The majority opinion of the Court of Appeals while stating that the accidental death benefit coverage was in both of the automobile polices, yet proceeds to treat such provisions as a separate and distinct type of insurance, as though it was not in the automobile policies.
The fallacy of this reasoning is that the accidental death coverage arises solely from the policies of automobile insurance. The liability of the insurer must be determined by the provisions of the automobile policies.
In his dissenting opinion Judge Cates states that, "No separate premium is shown to have been charged for either the first death benefit (which the company paid) or for the second." The majority opinion is silent on this point. In this situation we have gone to the record to clarify this point.
Both of the automobile policies issued to Williams contained a provision to the effect that the policies could be liberalized or broadened by the insurer without additional premium charge.

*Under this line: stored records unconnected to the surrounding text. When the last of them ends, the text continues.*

PR #13, opened 2025-01-15
feat(referral): fetch referrals from registry contract

jh2oman:
* fetches referrals from all networks (because if two different frontends both refer a user to a protocol on different chains we need to determine which one did it first)
* removes duplicate referals

### DIFF
--- a/scripts/fetch-referrals.ts
+++ b/scripts/fetch-referrals.ts
@@ -28,7 +28,6 @@ async function getArgs() {
   return {
     protocol: argv['protocol'] as Protocol,
     protocolFilter: protocolFilters[argv['protocol'] as Protocol],
-    input: argv['input'],
     output: argv['output'],
   }
 }
@@ -50,7 +49,7 @@ async function main() {
 
   const filteredEvents = await args.protocolFilter(uniqueEvents)
   const output = filteredEvents
-    .map((event) => `${event.userAddress},${event.timestamp}`)
+    .map((event) => `${args.protocol},${event.referrerId},${event.userAddress},${event.timestamp}`)
     .join('\n')
   writeFileSync(args.output, output)
 }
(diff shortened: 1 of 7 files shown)


finnian0826 (commented):
It seems like the output only contains the filtered referred users and their timestamp, not the address of the user that referred them. How are we planning on using this output file? Without the referring user in the output file or passed in as a param I'm a bit confused

jh2oman:
@finnian0826 oh! Excelent point!

scripts/fetch-referrals.ts
```diff
@@ -19,42 +18,38 @@ async function getArgs() {
...
+    NetworkId['base-mainnet'],
+  ]
+
+  const referralEvents = await fetchReferralEvents(networkIds, args.protocol)
+  const uniqueEvents = removeDuplicates(referralEvents)
+
+  const filteredEvents = await args.protocolFilter(uniqueEvents)
   const output = filteredEvents
-    .map((event) => `${event.userAddress},${event.timestamp}`)
+    .map((event) => `${args.protocol},${event.referrerId},${event.userAddress},${event.timestamp}`)
```
finnian0826, line 52: including protocol might be redundant, since a given file is only for one protocol so the file could be named `beefy_filtered_referrals.csv` rather than having a `Beefy` entry on every line

finnian0826 (approved):
small feedback on output file but otherwise lgtm!

scripts/utils.ts
```diff
@@ -0,0 +1,63 @@
...
+  if (!client) {
+    throw new Error(`No viem client found for networkId: ${networkId}`)
+  }
+  return client
+}
+
+/**
+ * Returns a contract object representing the registry
+ */
+export async function getRegistryContract(
```
jophish, line 53: nit: This could just accept a `networkId` and do the translation internally, since there's only going to be one registry per network.

jophish (commented):
A little late to the party, but this looks great to me!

Acting under this provision, the insurer did in March 1965, extend the coverage under both the automobile policies to provide for payment of accidental death benefits, without further or additional premiums.
The majority opinion of the Court of Appeals relies largely upon Government Employees Insurance Company v. Sweet, *Page 511 Fla.Dist.C.A., 186 So.2d 95, 21 A.L.R.3d 895, wherein the insured had issued a single policy covering two automobiles. The policy contained medical benefit payments of $3,000 relative to each automobile, and additional premiums were paidfor such coverage as to each automobile.
The lower Florida court held that the insurer was liable for the amount of $3,000 for medical expenses as to each automobile, or an aggregate amount of $6,000.
The Florida District Court of Appeal affirmed.
Several cases from other jurisdictions were cited inSweet as being in accord with the conclusion reached by the Florida District Court of Appeal. An examination of these opinions shows that the insured paid separate premiums for medical benefit coverage specifically for each automobile insured in a single policy. Implicit in these decisions is that limiting the insurer's obligation to only one automobile would give to the insurer a windfall as to the other premiums. No premiums were charged for the additional death benefit granted by the insurer in this case.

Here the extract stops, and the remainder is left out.